Dataset entries
PR #1529, opened 2024-12-16
[#2940] Add OpenKlant2 configuration model

pi-sigma:
Taiga: https://taiga.maykinmedia.nl/project/open-inwoner/task/2940


src/open_inwoner/accounts/views/signals.py
```diff
@@ -23,9 +23,7 @@ def get_or_create_klant_for_new_user(
     user = instance
 
     # OpenKlant2
-    # TODO: replace with proper config and refactor branching
-    use_ok2 = getattr(settings, "OPENKLANT2_CONFIG", None)
-    if use_ok2 and (openklant2_config := OpenKlant2Config.from_django_settings()):
+    if openklant2_config := OpenKlant2Config.get_solo():
```
swrichards: @pi-sigma I think this is a reason not to use a singleton for the OK2 config model, because this will never be null, it will always return something.

I wonder if it isn't preferable to not make it a singleton, and instead actually make some of the fields (such as the service and mijn vragen actor) required, so that we know _if_ we have a config, it'll be valid.

src/open_inwoner/openklant/tests/test_openklant2_service.py
```diff
@@ -17,10 +21,30 @@
 class PartijGetOrCreateTestCase(Openklant2ServiceTestCase):
     def setUp(self):
         super().setUp()
+
+        server_certificate, _ = Certificate.objects.get_or_create(
+            label="test-server-cert",
+            defaults={
+                "type": CertificateTypes.cert_only,
+            },
+        )
```
swrichards: Curious: this was required?

pi-sigma: ~The `zgw_service` needs a certificate, can't get away with a string~

Double-checked and the service is indeed not necessary. Indeed, in many places the mock config itself is not needed if we disable the `user_logged_in` signal in the test `setUp` instead

src/open_inwoner/accounts/views/signals.py
pi-sigma: Fair point, will get back to this once I have the tests passing.

src/open_inwoner/openklant/models.py
```diff
@@ -138,6 +132,54 @@ def has_api_configuration(self):
...
 
 
+class OpenKlant2ConfigManager(models.Manager):
+    def get_queryset(self):
+        qs = super().get_queryset()
+        return qs.select_related("service_config")
+
+
+class OpenKlant2Config(SingletonModel):
+    zgw_service = models.OneToOneField(
```
swrichards: I think `service` would be slightly preferable here, because (I believe) the `zgw` part is apparently more of a legacy name, we use the `Service` for all kinds of backend.

src/open_inwoner/openklant/models.py
```diff
@@ -138,6 +132,54 @@ def has_api_configuration(self):
...
+        "zgw_consumers.Service",
+        verbose_name=_("Klanten API"),
+        on_delete=models.PROTECT,
+        limit_choices_to={"api_type": APITypes.kc},
```
swrichards: I'd like to remove this constraint for now: as above, I believe the api types are also somewhat redundant, and there's no specific constant to distinguish openklant2 for klanten/contactmomenten.

src/open_inwoner/openklant/tests/test_openklant2_service.py
```diff
@@ -17,10 +19,18 @@
 class PartijGetOrCreateTestCase(Openklant2ServiceTestCase):
     def setUp(self):
         super().setUp()
+
+        zgw_service, _ = Service.objects.update_or_create(
```
swrichards: Curious: why not just use `ServiceFactory` here and throughout? We do that elsewhere in tests when we need services.

src/open_inwoner/openzaak/tests/test_case_detail.py
```diff
@@ -128,6 +132,24 @@ def setUp(self):
...
+            },
+        )
+        self.openklant2_config, _ = OpenKlant2Config.objects.get_or_create(
+            zgw_service=zgw_service,
+            mijn_vragen_kanaal="oip_mijn_vragen",
+            mijn_vragen_organisatie_naam="Open Inwoner Platform",
+            mijn_vragen_actor="ca0783a1-1d74-4e07-b3e0-185b1d2fccd4",
+            interne_taak_gevraagde_handeling="Beantwoorden vraag Mijn Omgeving",
+            interne_taak_toelichting="Beantwoorden vraag",
+        )
```
swrichards: We could consider also adding an `OpenKlant2ConfigFactory` given that a lot of the fields are basically static (it could even then use a SubFactory to create the service by default if no specific service is needed, possibly with a default api root).

src/open_inwoner/openklant/services.py
```diff
@@ -823,16 +823,16 @@ class OpenKlant2Service(KlantenService):
     client: OpenKlant2Client
 
     def __init__(self, config: OpenKlant2Config | None = None):
-        self.config = config or OpenKlant2Config.from_django_settings()
+        self.config = config or OpenKlant2Config.get_solo()
```
swrichards: As per an earlier comment, doesn't `get_solo` always return a model, i.e. it creates it if not defined, or does this return `None` if not defined?

The reason is that the check on `l.827` will then never fail, but we might not have the fields we need.

src/open_inwoner/openklant/models.py
```diff
@@ -138,6 +132,54 @@ def has_api_configuration(self):
         return all(getattr(self, f, "") for f in self.register_api_required_fields)
 
 
+class OpenKlant2ConfigManager(models.Manager):
+    def get_queryset(self):
+        qs = super().get_queryset()
+        return qs.select_related("service_config")
```
swrichards: Should this be:

```suggestion
        return qs.select_related("zgw_service")
```

src/open_inwoner/openklant/models.py
```diff
@@ -138,6 +132,54 @@ def has_api_configuration(self):
...
+        blank=True,
+    )
+    interne_taak_toelichting = models.CharField(
+        verbose_name=_("Interne taak toelichting"),
+        default="",
+        blank=True,
+    )
+
+    class Meta:
+        verbose_name = _("Open Klant configuration")
```
```suggestion
        verbose_name = _("OpenKlant2 configuration")
```

swrichards (changes requested):
Looks good, just a few minor points which might require attention (especially the singleton issue).

src/open_inwoner/openklant/services.py
pi-sigma: You're right, that's from our earlier implementation. I'm inclined to check for `config.service` and raise `ImproperlyConfigured` if it's not there (`get_solo` will return an object without service). What do you think?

The task:
Return, exactly as they stand, the lines from the start of the records above through the line with "with a string~", both ends included, and no other lines.

Task response:
PR #1529, opened 2024-12-16
[#2940] Add OpenKlant2 configuration model

pi-sigma:
Taiga: https://taiga.maykinmedia.nl/project/open-inwoner/task/2940


src/open_inwoner/accounts/views/signals.py
```diff
@@ -23,9 +23,7 @@ def get_or_create_klant_for_new_user(
     user = instance
 
     # OpenKlant2
-    # TODO: replace with proper config and refactor branching
-    use_ok2 = getattr(settings, "OPENKLANT2_CONFIG", None)
-    if use_ok2 and (openklant2_config := OpenKlant2Config.from_django_settings()):
+    if openklant2_config := OpenKlant2Config.get_solo():
```
swrichards: @pi-sigma I think this is a reason not to use a singleton for the OK2 config model, because this will never be null, it will always return something.

I wonder if it isn't preferable to not make it a singleton, and instead actually make some of the fields (such as the service and mijn vragen actor) required, so that we know _if_ we have a config, it'll be valid.

src/open_inwoner/openklant/tests/test_openklant2_service.py
```diff
@@ -17,10 +21,30 @@
 class PartijGetOrCreateTestCase(Openklant2ServiceTestCase):
     def setUp(self):
         super().setUp()
+
+        server_certificate, _ = Certificate.objects.get_or_create(
+            label="test-server-cert",
+            defaults={
+                "type": CertificateTypes.cert_only,
+            },
+        )
```
swrichards: Curious: this was required?

pi-sigma: ~The `zgw_service` needs a certificate, can't get away with a string~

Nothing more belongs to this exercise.